[EXERCISE OBJECTIVE]: Having found the line containing "Add new alternative" in the data below, reproduce that line and each one after it to the end, exactly, and include nothing else.

[Data extracted from a collection]:
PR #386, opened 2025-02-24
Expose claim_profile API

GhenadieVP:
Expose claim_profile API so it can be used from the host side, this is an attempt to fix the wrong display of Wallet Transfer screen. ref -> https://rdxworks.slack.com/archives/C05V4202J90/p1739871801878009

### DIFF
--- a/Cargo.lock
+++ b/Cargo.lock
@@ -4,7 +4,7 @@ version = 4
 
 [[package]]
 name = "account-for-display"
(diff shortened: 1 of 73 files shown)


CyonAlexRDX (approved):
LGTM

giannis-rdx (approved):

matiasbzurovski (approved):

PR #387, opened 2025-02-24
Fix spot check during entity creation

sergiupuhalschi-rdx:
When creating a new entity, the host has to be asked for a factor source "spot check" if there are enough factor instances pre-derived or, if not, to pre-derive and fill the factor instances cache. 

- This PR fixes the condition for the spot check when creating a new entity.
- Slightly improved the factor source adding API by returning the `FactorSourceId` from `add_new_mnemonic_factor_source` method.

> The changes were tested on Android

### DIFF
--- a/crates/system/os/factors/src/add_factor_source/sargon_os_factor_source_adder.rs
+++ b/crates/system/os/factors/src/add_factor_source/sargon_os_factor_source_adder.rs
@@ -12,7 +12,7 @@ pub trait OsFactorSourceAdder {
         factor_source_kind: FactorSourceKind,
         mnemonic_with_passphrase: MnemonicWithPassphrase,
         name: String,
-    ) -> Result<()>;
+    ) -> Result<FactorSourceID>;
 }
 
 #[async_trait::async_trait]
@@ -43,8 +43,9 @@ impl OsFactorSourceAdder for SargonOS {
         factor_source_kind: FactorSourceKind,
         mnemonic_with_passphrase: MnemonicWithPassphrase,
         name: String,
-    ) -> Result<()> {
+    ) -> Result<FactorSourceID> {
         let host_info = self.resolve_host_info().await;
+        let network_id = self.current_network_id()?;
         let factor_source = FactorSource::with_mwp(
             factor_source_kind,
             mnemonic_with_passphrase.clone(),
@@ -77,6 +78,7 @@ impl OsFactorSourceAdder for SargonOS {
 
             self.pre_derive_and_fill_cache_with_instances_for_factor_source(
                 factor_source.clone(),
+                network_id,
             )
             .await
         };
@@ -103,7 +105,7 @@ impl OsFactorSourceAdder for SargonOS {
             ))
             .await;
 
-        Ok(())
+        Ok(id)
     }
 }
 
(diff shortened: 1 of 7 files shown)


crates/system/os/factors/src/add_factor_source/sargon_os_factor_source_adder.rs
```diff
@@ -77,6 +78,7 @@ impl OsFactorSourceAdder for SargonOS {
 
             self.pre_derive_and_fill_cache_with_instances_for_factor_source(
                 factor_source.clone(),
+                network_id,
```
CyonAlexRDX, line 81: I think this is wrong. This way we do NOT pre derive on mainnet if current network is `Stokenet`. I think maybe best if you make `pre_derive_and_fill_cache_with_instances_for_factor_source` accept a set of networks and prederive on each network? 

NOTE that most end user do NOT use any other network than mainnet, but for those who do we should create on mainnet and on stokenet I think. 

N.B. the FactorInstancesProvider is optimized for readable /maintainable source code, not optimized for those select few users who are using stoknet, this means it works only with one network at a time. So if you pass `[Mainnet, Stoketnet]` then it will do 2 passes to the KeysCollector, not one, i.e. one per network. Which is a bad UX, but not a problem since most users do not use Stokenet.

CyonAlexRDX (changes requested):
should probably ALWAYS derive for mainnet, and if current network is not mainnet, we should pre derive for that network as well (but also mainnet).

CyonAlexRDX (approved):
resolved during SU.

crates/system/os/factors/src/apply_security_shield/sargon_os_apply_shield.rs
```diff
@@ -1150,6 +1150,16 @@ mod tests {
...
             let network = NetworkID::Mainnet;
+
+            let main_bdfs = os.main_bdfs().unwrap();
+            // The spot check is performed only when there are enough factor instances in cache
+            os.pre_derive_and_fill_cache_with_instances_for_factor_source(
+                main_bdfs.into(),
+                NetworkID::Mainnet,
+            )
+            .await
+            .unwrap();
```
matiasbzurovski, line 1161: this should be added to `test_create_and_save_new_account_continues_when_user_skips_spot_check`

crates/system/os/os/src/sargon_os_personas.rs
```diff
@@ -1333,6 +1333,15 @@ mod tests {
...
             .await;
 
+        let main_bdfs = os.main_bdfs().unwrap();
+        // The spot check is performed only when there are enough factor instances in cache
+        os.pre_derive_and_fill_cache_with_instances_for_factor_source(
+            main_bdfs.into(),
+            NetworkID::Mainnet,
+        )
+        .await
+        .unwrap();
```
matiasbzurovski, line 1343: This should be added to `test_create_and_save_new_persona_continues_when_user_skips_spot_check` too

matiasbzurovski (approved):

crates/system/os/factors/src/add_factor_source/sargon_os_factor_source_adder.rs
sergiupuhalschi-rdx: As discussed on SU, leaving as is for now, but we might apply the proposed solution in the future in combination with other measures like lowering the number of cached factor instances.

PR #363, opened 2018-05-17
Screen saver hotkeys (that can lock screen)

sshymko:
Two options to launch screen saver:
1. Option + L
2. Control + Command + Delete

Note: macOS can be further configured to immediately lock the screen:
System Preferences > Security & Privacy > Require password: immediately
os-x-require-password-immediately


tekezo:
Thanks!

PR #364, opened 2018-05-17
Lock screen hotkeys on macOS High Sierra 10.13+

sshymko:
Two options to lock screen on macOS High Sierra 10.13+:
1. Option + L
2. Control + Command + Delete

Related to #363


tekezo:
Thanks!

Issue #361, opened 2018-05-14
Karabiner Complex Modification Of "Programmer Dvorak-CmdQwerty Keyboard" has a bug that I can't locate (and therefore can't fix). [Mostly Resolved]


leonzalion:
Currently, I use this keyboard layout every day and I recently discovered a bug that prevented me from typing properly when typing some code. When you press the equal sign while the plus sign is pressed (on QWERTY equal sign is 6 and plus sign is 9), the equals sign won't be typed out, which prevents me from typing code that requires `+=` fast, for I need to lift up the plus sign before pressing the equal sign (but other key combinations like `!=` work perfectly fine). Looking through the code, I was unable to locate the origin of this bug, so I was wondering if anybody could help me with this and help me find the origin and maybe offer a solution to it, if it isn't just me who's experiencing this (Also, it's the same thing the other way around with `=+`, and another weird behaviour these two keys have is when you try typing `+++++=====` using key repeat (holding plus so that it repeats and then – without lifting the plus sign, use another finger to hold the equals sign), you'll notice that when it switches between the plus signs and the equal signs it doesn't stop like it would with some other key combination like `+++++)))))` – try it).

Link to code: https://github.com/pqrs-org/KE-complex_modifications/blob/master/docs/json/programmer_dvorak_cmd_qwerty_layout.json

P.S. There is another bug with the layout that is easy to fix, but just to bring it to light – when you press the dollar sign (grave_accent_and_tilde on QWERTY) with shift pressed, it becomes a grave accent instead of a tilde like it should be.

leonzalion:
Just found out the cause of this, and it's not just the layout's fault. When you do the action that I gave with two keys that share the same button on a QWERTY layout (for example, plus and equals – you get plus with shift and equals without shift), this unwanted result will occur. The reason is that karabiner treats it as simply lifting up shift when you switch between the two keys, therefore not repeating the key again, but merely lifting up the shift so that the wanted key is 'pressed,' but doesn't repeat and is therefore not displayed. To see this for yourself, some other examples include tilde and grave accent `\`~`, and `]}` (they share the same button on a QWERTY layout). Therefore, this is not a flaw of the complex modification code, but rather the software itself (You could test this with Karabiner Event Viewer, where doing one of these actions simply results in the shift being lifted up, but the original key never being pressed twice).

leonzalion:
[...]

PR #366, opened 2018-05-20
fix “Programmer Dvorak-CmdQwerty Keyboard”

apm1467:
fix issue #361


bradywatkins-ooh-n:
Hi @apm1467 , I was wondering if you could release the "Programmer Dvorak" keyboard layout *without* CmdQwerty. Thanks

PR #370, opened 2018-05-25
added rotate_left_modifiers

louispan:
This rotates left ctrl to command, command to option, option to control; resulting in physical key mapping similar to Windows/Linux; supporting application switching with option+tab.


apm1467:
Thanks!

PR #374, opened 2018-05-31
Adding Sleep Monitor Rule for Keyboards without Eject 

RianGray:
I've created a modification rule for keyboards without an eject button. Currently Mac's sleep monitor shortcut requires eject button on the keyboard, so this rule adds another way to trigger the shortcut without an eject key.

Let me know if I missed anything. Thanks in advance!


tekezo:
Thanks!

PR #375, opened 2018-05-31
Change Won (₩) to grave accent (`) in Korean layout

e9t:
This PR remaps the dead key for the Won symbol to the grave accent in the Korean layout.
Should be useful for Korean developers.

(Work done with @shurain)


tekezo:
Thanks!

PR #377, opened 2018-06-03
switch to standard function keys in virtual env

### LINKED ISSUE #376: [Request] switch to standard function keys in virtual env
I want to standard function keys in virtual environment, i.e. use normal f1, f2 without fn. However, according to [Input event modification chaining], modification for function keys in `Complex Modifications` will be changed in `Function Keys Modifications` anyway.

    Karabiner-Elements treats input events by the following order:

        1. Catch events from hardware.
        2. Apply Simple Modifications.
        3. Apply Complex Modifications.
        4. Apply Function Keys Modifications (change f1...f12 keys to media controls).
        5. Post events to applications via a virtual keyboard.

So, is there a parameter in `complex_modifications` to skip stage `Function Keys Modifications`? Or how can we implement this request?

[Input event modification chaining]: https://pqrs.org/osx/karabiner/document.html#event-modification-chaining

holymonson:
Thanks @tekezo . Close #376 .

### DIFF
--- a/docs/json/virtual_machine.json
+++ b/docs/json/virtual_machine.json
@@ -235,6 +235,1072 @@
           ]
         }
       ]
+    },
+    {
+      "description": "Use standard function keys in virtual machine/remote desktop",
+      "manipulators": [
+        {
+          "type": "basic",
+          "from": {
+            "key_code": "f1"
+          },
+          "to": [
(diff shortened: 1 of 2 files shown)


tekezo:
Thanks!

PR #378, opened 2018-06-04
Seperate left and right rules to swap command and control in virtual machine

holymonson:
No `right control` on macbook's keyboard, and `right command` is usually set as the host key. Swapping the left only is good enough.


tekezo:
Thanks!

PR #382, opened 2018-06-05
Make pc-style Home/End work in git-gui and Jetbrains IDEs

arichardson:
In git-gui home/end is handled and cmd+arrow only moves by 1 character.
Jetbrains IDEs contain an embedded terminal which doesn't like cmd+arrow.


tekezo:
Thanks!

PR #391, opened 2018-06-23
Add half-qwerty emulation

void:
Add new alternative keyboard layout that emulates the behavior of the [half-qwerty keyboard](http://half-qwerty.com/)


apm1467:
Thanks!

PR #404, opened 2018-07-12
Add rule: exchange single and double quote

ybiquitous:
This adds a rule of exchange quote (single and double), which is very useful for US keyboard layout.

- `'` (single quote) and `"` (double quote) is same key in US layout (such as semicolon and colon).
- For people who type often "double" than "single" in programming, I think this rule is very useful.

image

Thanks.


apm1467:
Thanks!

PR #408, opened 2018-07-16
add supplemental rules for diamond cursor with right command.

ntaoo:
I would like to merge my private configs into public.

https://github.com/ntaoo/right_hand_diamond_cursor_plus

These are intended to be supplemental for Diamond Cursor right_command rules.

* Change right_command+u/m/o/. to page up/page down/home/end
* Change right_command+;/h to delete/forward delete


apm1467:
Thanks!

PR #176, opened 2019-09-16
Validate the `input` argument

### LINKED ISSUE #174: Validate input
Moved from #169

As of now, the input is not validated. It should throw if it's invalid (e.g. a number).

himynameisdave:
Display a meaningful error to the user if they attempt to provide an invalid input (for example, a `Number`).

[EXPECTED OUTPUT]:
Add new alternative keyboard layout that emulates the behavior of the [half-qwerty keyboard](http://half-qwerty.com/)


apm1467:
Thanks!

PR #404, opened 2018-07-12
Add rule: exchange single and double quote

ybiquitous:
This adds a rule of exchange quote (single and double), which is very useful for US keyboard layout.

- `'` (single quote) and `"` (double quote) is same key in US layout (such as semicolon and colon).
- For people who type often "double" than "single" in programming, I think this rule is very useful.

image

Thanks.


apm1467:
Thanks!

PR #408, opened 2018-07-16
add supplemental rules for diamond cursor with right command.

ntaoo:
I would like to merge my private configs into public.

https://github.com/ntaoo/right_hand_diamond_cursor_plus

These are intended to be supplemental for Diamond Cursor right_command rules.

* Change right_command+u/m/o/. to page up/page down/home/end
* Change right_command+;/h to delete/forward delete


apm1467:
Thanks!

PR #176, opened 2019-09-16
Validate the `input` argument

### LINKED ISSUE #174: Validate input
Moved from #169

As of now, the input is not validated. It should throw if it's invalid (e.g. a number).

himynameisdave:
Display a meaningful error to the user if they attempt to provide an invalid input (for example, a `Number`).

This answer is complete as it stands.